Jinta n’était pas du genre à se laisser griser par les compliments, mais il ressentit tout de même un certain sentiment d’accomplissement à avoir contribué à la paix du village.
— Beau travail, Jinta, déclara le chef du village, avant d’ajouter inutilement — Maintenant, tu peux combattre l’esprit tranquille, sans avoir à t’inquiéter de la princesse. On dirait bien que nommer un second gardien était une bonne décision après tout.
Il sous-entendait que le succès de Jinta était en partie dû à Kiyomasa. Certes, Kiyomasa avait veillé sur Byakuya en l’absence de Jinta, mais cela ne signifiait pas que Jinta approuvait qu’il reçoive ainsi des éloges détournés.
— Eh bien… commença-t-il.
— Oui ? demanda le chef.
— …Non, rien.
Il se ravisa. Il était dans l’intérêt d’Itsukihime d’être mieux protégée. Exprimer son désaccord aurait été trahir sa promesse de la défendre.
— Très bien. Alors poursuivons ainsi, conclut le chef.
Pour sa patrie, sa famille, et la promesse qu’ils s’étaient faite, Jinta pouvait mettre de côté ses ressentiments.
— Ta loyauté m’honore, dit Byakuya à Jinta.
Pour elle aussi, les sentiments devaient céder la place à la responsabilité.

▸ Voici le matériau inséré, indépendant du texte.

PR #378, opened 2024-09-05
Wrap txs in envelope with non-deterministic data

scottmillner:
This pr creates a tx that includes non-deterministic data so vote extensions can be removed.  This will allow us to use `block sync` (historical syncing) since  we can't use `vote_extensions` during historical sync bc we can't reproduce the data.


crates/consensus/authority/src/comet_bft/transactions_envelope.rs
```diff
@@ -0,0 +1,275 @@
...
+    /// Invalid data format
+    InvalidFormat(#[from] bitcoin::consensus::encode::Error),
+}
+
+// Type that wraps txs with additional non-deterministic data needed for consensus
+#[derive(Debug, Clone)]
+pub(crate) struct TransactionsEnvelope {
+    pub(crate) format: u16,
+    pub(crate) non_deterministic_data: NonDeterministicData,
+    pub(crate) txs: Vec<Bytes>,
```
arminsabouri: I think the one problem with this approach is that Comet txs are always going to be size 1 per block right? With this approach developers won't be able to easily parse the txs in Comet's RPC responses.
Are there any senarios where devs would want to read the data from Comet's RPC? @PhoenixCodeCraft @jeffgeudens ?

scottmillner: not quite following

the txs size is dynamic...looking at the logic in `process_proposal` we loop through bytes to deserialize to SignedTransactions

txs will always be an arbitrary Bytes array that needs to be deserialized based on the shape we decide
it'll be the same issue when we inject a tx that contains the non-deterministic data

first tx needs to be parsed differently than the rest

maybe im misunderstanding the question?

in my mind, with the wrapper (which im not going to use), the block still has a field `txs` that is Bytes

crates/consensus/authority/src/comet_bft/abci.rs
```diff
@@ -423,25 +439,45 @@ where
         let block_time = request.time.expect("block time");
         let cbft_block_hash = FixedBytes::<32>::from_slice(&request.hash.to_vec().as_slice());
 
+        // extract first tx which contains non-deterministic data and validate
+        let non_deterministic_data_bytes = txs_bytes.first().expect("bytes to exist").clone();
```
arminsabouri: should we reject here? If a peer sends bytes that dont deserialize correctly?

crates/consensus/authority/src/comet_bft/abci.rs
```diff
@@ -423,25 +439,45 @@ where
...
+        let reader_inner: Vec<u8> =
+            vec![non_deterministic_data_bytes].into_iter().flatten().collect();
+        let mut reader = &mut io::Cursor::new(reader_inner);
+        let non_deterministic_data = NonDeterministicData::deserialize(&mut reader)
+            .expect("non deterministic data to be deserialized");
```
arminsabouri: Samething here

arminsabouri (approved):
ApproachACK. Very nice 👍 
Just had two questions

crates/consensus/authority/src/comet_bft/abci.rs

PR #379, opened 2024-09-05
Arm/feature/comet light client

arminsabouri:
Leaving this in draft. The blocker right now is FCU takes ~5s of execution time. And blocks are coming in faster than that. So the RPC nodes are always going to be being in blocks. However, syncing via pipeline works out the box quite nice


crates/consensus/authority/src/comet_bft/abci.rs
```diff
@@ -299,6 +299,11 @@ where
         info!("prepare_proposal request: {:?}", request);
         let _txs_bytes = request.txs;
```
scottmillner, line 301: we still need to add a tx with non-deterministic data but my pr has that logic and needs to be added here

this is more a reminder to do this during/after rebase and merge

scottmillner:
approach ack
awesome sauce!! 🔥 🔥 🔥

PR #380, opened 2024-09-05
refactor(cbft): build block if cache miss in finalize block

scottmillner:


crates/consensus/authority/src/comet_bft/abci.rs
```diff
@@ -515,21 +517,78 @@ where
...
+
+                // get txs skipping the first non-deterministic data tx
+                let txs =
+                    match transactions_signed_from_bytes(txs_bytes.clone().iter().skip(1).cloned())
+                    {
+                        Ok(txs) => txs,
+                        Err(e) => panic!("Error decoding transactions in finalize block: {:?}", e),
+                    };
+
+                let storage = self.storage.inner.blocking_read();
```
arminsabouri, line 564: Note to self. We really need to pull most of this stuff out of storage (authorities, bitcoind_factory, etc.. ) They dont really need to be protected by a rwlock.

arminsabouri (approved):

PR #605, opened 2019-07-24
[DEM-1018] VirtualDacInstrumentAdapter needs to set instead of append instruments

ammar92:


src/qtt/instrument_drivers/gates.py
```diff
@@ -93,7 +96,19 @@ def gate_map(self):
     @property
     def instruments(self):
         """ A list of QCoDeS instruments."""
-        return self._instrument_list
+        return self._instruments
+
+    @instruments.setter
+    def instruments(self, value: List[Instrument]):
```
peendebak: Updating the `instruments` without updating the `gate_map` creates situations that are not safe. Updating the instruments after the `VirtualDAC` has been created should only be done in a method that also updates the `gate_map`.

src/qtt/instrument_drivers/gates.py
```diff
@@ -175,24 +190,31 @@ def _remove_gates(self):
             self.functions.pop(f'get_{gate}')
             self.functions.pop(f'set_{gate}')
 
-    def add_instruments(self, instruments):
+    def add_instruments(self, instruments: List[Instrument]):
```
peendebak: Policy is to either use type annotations in the entire file, or not at all.

src/qtt/instrument_drivers/gates.py
ammar92: Using qilib's `VirtualDACInstrumentAdapter` the `gate_map` is updated properly after adding the instruments. Without using the instrument adapter, I think it should be the user's responsibility to update `gate_map`, as there is also a setter for this. The `instruments` setter and `add_instruments` is just a convenient way to update the instrument's list.

src/qtt/instrument_drivers/gates.py
ammar92: Removed for now, but where can I find this policy?

src/qtt/instrument_drivers/gates.py
peendebak: @ammar92 The instrument adapters are not compatible with the standard qcodes initialization methods, so most people will not be using them. If you want to update the instruments, then remove the gate map (set it to an empty dict)  and the user can add it later. If only the instruments are updated, then the instruments and gate_map do not match and that is something we do not want.

ammar92: You're right. This is hopefully now resolved my invalidating/emptying `gate_map` when updating the instruments.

Elle ne pouvait pas renier la nuit étoilée où ils avaient prêté serment.
Ils placèrent leur engagement au-dessus de leurs sentiments. Même confronté à sa propre jalousie, Jinta n’en dévia pas. Peut-être qu’aucun d’eux ne pouvait plus reculer, en vérité.
— Jinta, continue de servir Kadono comme tu l’as toujours fait.
— Avec plaisir.
Peut-être que leurs destins furent scellés cette fameuse nuit sous les étoiles
— mais cela, seuls les dieux le savaient.
Ainsi s’acheva l’histoire de la rupture d’une tradition séculaire : celle de l’Itsukihime désormais protégée par deux gardiens.
Nous étions l’hiver de la dixième année de l’ère Tenpô (1839). Une époque où les jours heureux semblaient ne jamais devoir finir.
Il restait six mois avant que tout ne bascule.
———————————————
[1] Signifie « bol de feu ». C’est un brasero, récipient traditionnel en métal, bois ou céramique rempli de charbon utilisé pour réchauffer une pièce ou des aliments.
[2] 1 Ken = 1,82 m (approx.). 10 ken = 18,2 m (approx).